What would you do in this situation? Should I just refuse this tenant (on the basis of lying about her marriage status)?

Thanks in advance for any advice.

heavykarma

Do not under any circumstances take this tenant on.I have had some dodgy tenants,actual organised criminaks in a couple of cases.The leases were used to get onto the electoral roll for starters in one case,20 people (illegal immigrants)  allegedly living in a small studio flat.Another woman said he was single,but turned out to have a partner and child in London,using my place only as a mail drop for a car accidents scam.In both cases rent was only paid for the first month, to get the keys. Run a mile.

Hippogriff

Quote from: Pagala on March 11, 2019, 01:39:23 PMShould I just refuse this tenant (on the basis of lying about her marriage status)?

I would, sure. Why risk anything? If your property is any good and at the right price it should go. If your Agent moans that they're doing the work you asked them to, you seem to have a good, and sensible, protest against that.

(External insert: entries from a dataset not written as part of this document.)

Issue #2425, opened 2018-12-04
[IntelliJ] Autofix for local console does not launched when the SBT project name includes capital letter


jingyanjingyan:
Build: develop 880

Repro Steps:
1. Create a SBT project with capital letter in name
2. Launch local console

Result:
![image](https://user-images.githubusercontent.com/36756024/49428491-2a0d0a00-f7e1-11e8-98e0-621b06cd2114.png)

jingyanjingyan:
Verify with Develop 894, fixed, Autofix diaog pops when launch local console.

Issue #2423, opened 2018-12-04
[IntelliJ]Warning cannot find cluster when there is no main class, run livy interactive console


jingyanjingyan:
Build: Develop 880

Repro Steps:
1. Make sure there is no config file
2. Open a scala file, run livy interactive console

Result:
Warning cannot find the target cluster
![image](https://user-images.githubusercontent.com/36756024/49422672-c201f800-f7cf-11e8-9c1b-1c1bf2675832.png)

The config file include cluster but does not have main class actually
![image](https://user-images.githubusercontent.com/36756024/49422710-e231b700-f7cf-11e8-8bb8-e2b29670d814.png)

jingyanjingyan:
Repro with develop 903

jingyanjingyan:
Expect:
When user click Edit, the cluster should be empty cause user haven't choose any one.
![image](https://user-images.githubusercontent.com/36756024/49858550-2c4e1480-fe30-11e8-9034-217c10b4f05f.png)

jingyanjingyan:
Verify with build develop 914:
Click continue anyway, the livy interactive console does not launch and no useful warning message for it.

v-jiche:
Verified. Fixed.
Build:
azure-toolkit-for-intellij-2018.3.develop.943.12-29-2018

PR #2470, opened 2018-12-11
Refactor Spark Run configuration validations

wezhang:
Now, the run configuration can be saved with errors, but pop up the dialog before running.


wezhang:
Addressed #2423, #2425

We've said, time and time again, that it's always better to have some level of personal involvement... Agents who are employed to serve your interests are only bothered about getting your property off their books... if it all goes wrong later, they're just not bothered.

Judith.Hamilton

Definately refuse this tenant.  Tell the agent that she has lied on her application, it's obviously a scam to get a foreign "husband" over here.  It doesn't sound to me that the agents have done thorough checks on her.  I would in future ask the agents to provide proof of the checks they have done, especially checks for CCJs and credit reference agencies.  Also have they got proof from the supposed employer and a reference to say it is a secure position..

theangrylandlord

OP signed the Tenancy agreement already.....
Best OP can do is not hand over the keys so as to not establish a Tenancy (and therefore avoid eviction process).

However he remains potentially liable for breach of contract.
Hopefully she wrote down she was single, makes it easier for OP to claim fraudulent misrep.

If it's a scammer then unlikely she will follow up. 
Personally I'd risk it and not hand the keys over.

Don't take the deposit either ... that way she may go away with less fuss.